The answer must be every entry, retyped without a single difference.

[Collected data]
━━━━
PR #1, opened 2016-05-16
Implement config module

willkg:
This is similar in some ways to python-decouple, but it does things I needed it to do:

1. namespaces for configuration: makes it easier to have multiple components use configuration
━━━━
## [Response below]
PR #1, opened 2016-05-16
Implement config module

willkg:
This is similar in some ways to python-decouple, but it does things I needed it to do:

1. namespaces for configuration: makes it easier to have multiple components use configuration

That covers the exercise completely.